Problem requirements:
How many of the lines below include "when"? Give the number and no other words.

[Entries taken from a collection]
PR #4348, opened 2024-09-26
KTOR-7500 Fix multi-part read lock issue when part is skipped

bjhham:
**Subsystem**
Server, I/O

**Motivation**
[KTOR-7500](https://youtrack.jetbrains.com/issue/KTOR-7500) MultiPartData.readPart does not return null when stream ends

**Solution**
Introduce a reference to the previous part to automatically dispose.  This is necessary because of a change in 3.0 to use `ByteReadChannel` for file data, which is required for streaming the body properly.

Note: this will make it so you can't read the parts out of order, though I don't think that makes sense or was officially supported in any way before.

### DIFF
--- a/ktor-io/common/src/io/ktor/utils/io/SourceByteReadChannel.kt
+++ b/ktor-io/common/src/io/ktor/utils/io/SourceByteReadChannel.kt
@@ -4,6 +4,7 @@
 
 package io.ktor.utils.io
 
+import io.ktor.utils.io.core.*
 import kotlinx.io.*
 import kotlin.concurrent.*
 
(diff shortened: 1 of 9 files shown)


ktor-io/common/src/io/ktor/utils/io/SourceByteReadChannel.kt
```diff
@@ -26,7 +27,7 @@ internal class SourceByteReadChannel(private val source: Source) : ByteReadChann
 
     override suspend fun awaitContent(min: Int): Boolean {
         closedCause?.let { throw it }
-        return false
+        return source.remaining >= min
```
bjhham, line 30: This isn't so much related to the change, but I noticed the logic here was wrong.

e5l (approved):
lgtm

e5l:
Please check CI before merging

Completed task:
2